Figure 9–3 Negative and positive feedback mechanisms. The hypothalamic-pituitary axis is used as an example in this illustration. Solid lines and plus (+) signs indicate stimulation; dashed lines and minus (−) signs indicate inhibition.
The net result of any version of negative feedback is that when hormone levels are judged (by their physiologic actions) to be adequate or high, further secretion of the hormone is inhibited. When hormone levels are judged to be inadequate or low, secretion of the hormone is stimulated.
There are other examples of negative feedback that do not utilize the hypothalamic-pituitary axis. For example, insulin regulates blood glucose concentration. In turn, insulin secretion is turned on or off by changes in the blood glucose concentration. Thus, when blood glucose concentration is high, insulin secretion from the pancreas is turned on; insulin then acts on its target tissues (liver, muscle, and adipose) to decrease the blood glucose concentration back toward normal. When the glucose concentration is sensed as being low enough, insulin is no longer needed and its secretion is turned off.
Positive feedback is uncommon. With positive feedback, some feature of hormone action causes more secretion of the hormone (see Fig. 9-3). When compared with negative feedback, which is self-limiting, positive feedback is self-augmenting. Although rare in biologic systems, when positive feedback does occur, it leads to an explosive event.
A nonhormonal example of positive feedback is the opening of nerve sodium (Na+) channels during the upstroke of the action potential. Depolarization opens voltage-sensitive Na+ channels and causes Na+entry into the cell, which leads to more depolarization and more Na+ entry. This self-reinforcing process produces the rapid, explosive upstroke.

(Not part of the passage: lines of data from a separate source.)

PR #385, opened 2020-03-10
Feature/ha repo automatic

arbulu89:
As we have more clusters and machines now, that might have different SLE version, a hardcoded repository URL doesn't make sense anymore. In order to fix that, I have implemented an autodetection.
So:
- If SLE version is set in the repo url, it will just be used
- If not, the SLE version is automatically detected

PD: We can implement the same for the SCC extensions in the future


arbulu89:
@juadk Thank you for your comment. First things first.
I don't know if we are going to ship `iscsi-formula` in SLE, I don't have plans for that at the moment at least.
Second, I understand your point, and what I would do is just if the coming `ha_sap_deployment_repo` parameters is an empty string, we don't add any new repository. As simple as this. I think it makes sense.
As you say, if all of the involved packages are coming in SLE, we don't really need this repo, so setting it empty (it's the default value in fact) would make the job.

juadk:
> Second, I understand your point, and what I would do is just if the coming `ha_sap_deployment_repo` parameters is an empty string, we don't add any new repository. As simple as this. I think it makes sense.

Totally agree, it's even simpler :smile:

ldevulder:
What could be do I think is:
- use the default provided packages (available in the cloud image) if `ha_sap_deployment_repo` is empty
- use the repos set in the configuration file (whet we currently do)
- use your autodetection code if `ha_sap_deployment_repo = auto` is set

WDYT?

arbulu89:
@ldevulder The autodetection is only to detect the specific SLE version. I doesn't detect any particular repository, this needs to be provided (full path except SLE version).

PR #627, opened 2021-02-09
Fix aws data provider installation

arbulu89:
Fix AWS data provider installation as the process has been changed. Here the followed steps:
https://docs.aws.amazon.com/sap/latest/general/data-provider-install.html


stefanotorresi (approved):
way to go!

ldevulder:
Manually tested on 15-SP3: OK!

PR #640, opened 2021-02-17
Add PackageHub usage to hana nodes to get saptune exporter

arbulu89:
Add PackageHub usage to the Hana nodes deployment. This is needed to get `prometheus-saptune_exporter` from official SUSE channels

### DIFF
--- a/salt/os_setup/registration.sls
+++ b/salt/os_setup/registration.sls
@@ -59,8 +59,11 @@ default_sle_module_public_cloud_registration:
 
 {% endif %}
 
-{% if grains['role'] == 'monitoring_srv' %}
-# Workaround to get the monitoring server packages (prometheus/grafana) from PackageHub
+{% if grains['role'] in ['hana_node', 'monitoring_srv'] %}
+# Workaround to get the monitoring packages from PackageHub
+# - prometheus/grafana family for the monitoring server
+# - prometheus-saptune_exporter for the hana nodes
+# If the packages are already preinstalled in the image, those will have preference
 # Works for BYOS and PAYG images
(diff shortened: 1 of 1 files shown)


salt/os_setup/registration.sls
```diff
@@ -59,8 +59,11 @@ default_sle_module_public_cloud_registration:
 
 {% endif %}
 
-{% if grains['role'] == 'monitoring_srv' %}
-# Workaround to get the monitoring server packages (prometheus/grafana) from PackageHub
+{% if grains['role'] in ['hana_node', 'monitoring_srv'] %}
```
stefanotorresi, line 62: I think we could safely add packagehub to all the nodes, just in case we want to quickly try out some unsupported package. What do you think?

stefanotorresi (commented):
I'm not sure I understand why only those roles are selected.

salt/os_setup/registration.sls
arbulu89: Well, this is the `blue-horizon` branch, where we only use these machines where PackageHub is needed. PackageHub is the only module that comes disabled in PAYG images, and I guess there is some reason behind this, it might has its drawbacks.
`saptune_exporter` is not even installed in Netweaver nodes by now. I guess once we enable this, we will need to add PackageHub there too

MalloZup (approved):

salt/os_setup/registration.sls
MalloZup: I'm ok that we start small not adding packagehub to all nodes but on the constraint we had for the blue-horizon project which is hana only

stefanotorresi: Fair enough! :)

PR #643, opened 2021-02-22
 libvirt: HANA scale-out

Simranpal:


yeoldegrove:
We need a complete rework of this based on the already merged work in the Azure and Openstack providers.
One challenge in the libvirt case will be "shared storage" (e.g. a NFS server) that can be used by each HANA scale-out site.
Here is some work on the Openstack provider that could be used:
https://github.com/SUSE/ha-sap-terraform-deployments/commit/12500dee77417905862238935253bc0928562b5f

yeoldegrove:
feature and implementation will be tracked here: https://github.com/SUSE/ha-sap-terraform-deployments/issues/706

PR #645, opened 2021-02-24
bsc#1179529 - Support use different backing device per node

nick-wang:
DRBD have to use different backing device in GCP to support multiple google disks attached.
Use "by-id: /dev/disk/by-id/google-*" as backing device.

In GCP, it is like /dev/disk/by-id/google--disk-drbd--part1
Need to align pillar file to use the template res_single_vol_v9.j2

Need to align with corresponding pull request of drbd-formula(0.4.1) https://github.com/SUSE/drbd-formula/pull/19


nick-wang:
My bad to select master branch to merge, close and recreate a new pull request

PR #648, opened 2021-03-01
Develop

arbulu89:
Merge `develop` in `master` to create the new `7.0.0` version.

Some changes:
- Unify the OS selection to `os_image`
- Set PAYG as default images
- Improve the project to use S4/HANA
- Improve SSH keys management (now, plain SSH keys content can be used too)
- Improve bastion usage for Azure. Now, the monitoring server is bypassed with nginx
- Use the latest terraform azure/gcp/aws resources (matching the ones shipped in SLE)
- And as always, more bugfixing and variables improvement. 

I will detail all the new variables and changes in the release description.

FYI @juadk and @ldevulder There will be some required changes in your openQA tests if you want to adopt this new version (which looks the best as we won't be able to continue adding changes to `6.x.x` codestream)


ldevulder:
> FYI @juadk and @ldevulder There will be some required changes in your openQA tests if you want to adopt this new version (which looks the best as we won't be able to continue adding changes to `6.x.x` codestream)

We will but not until 15-SP4 OS version, as we are close to the RC version of 15-SP3 and there's too much changes in v7 :-)

MalloZup (approved):
:foot:

PR #651, opened 2021-03-08
Avoid loki installation and usage in SLE12 in client side

arbulu89:
As `loki` won't be supported nor used in SLE12 code streams we need to remove the installation and usage, to avoid false errors when `loki` installation fails.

In hormonal systems, the primary example of positive feedback is the effect of estrogen on the secretion of follicle-stimulating hormone (FSH) and luteinizing hormone (LH) by the anterior pituitary at the midpoint of the menstrual cycle. During the follicular phase of the menstrual cycle, the ovaries secrete estrogen, which acts on the anterior pituitary to produce a rapid burst of FSH and LH secretion. FSH and LH have two effects on the ovaries: ovulation and stimulation of estrogen secretion. Thus, estrogen secreted from the ovaries acts on the anterior pituitary to cause secretion of FSH and LH, and these anterior pituitary hormones cause more estrogen secretion. In this example, the explosive event is the burst of FSH and LH that precedes ovulation.
A second example of hormonal positive feedback is oxytocin. Dilation of the cervix causes the posterior pituitary to secrete oxytocin. In turn, oxytocin stimulates uterine contraction, which causes further dilation of the cervix. In this example, the explosive event is parturition, the delivery of the fetus.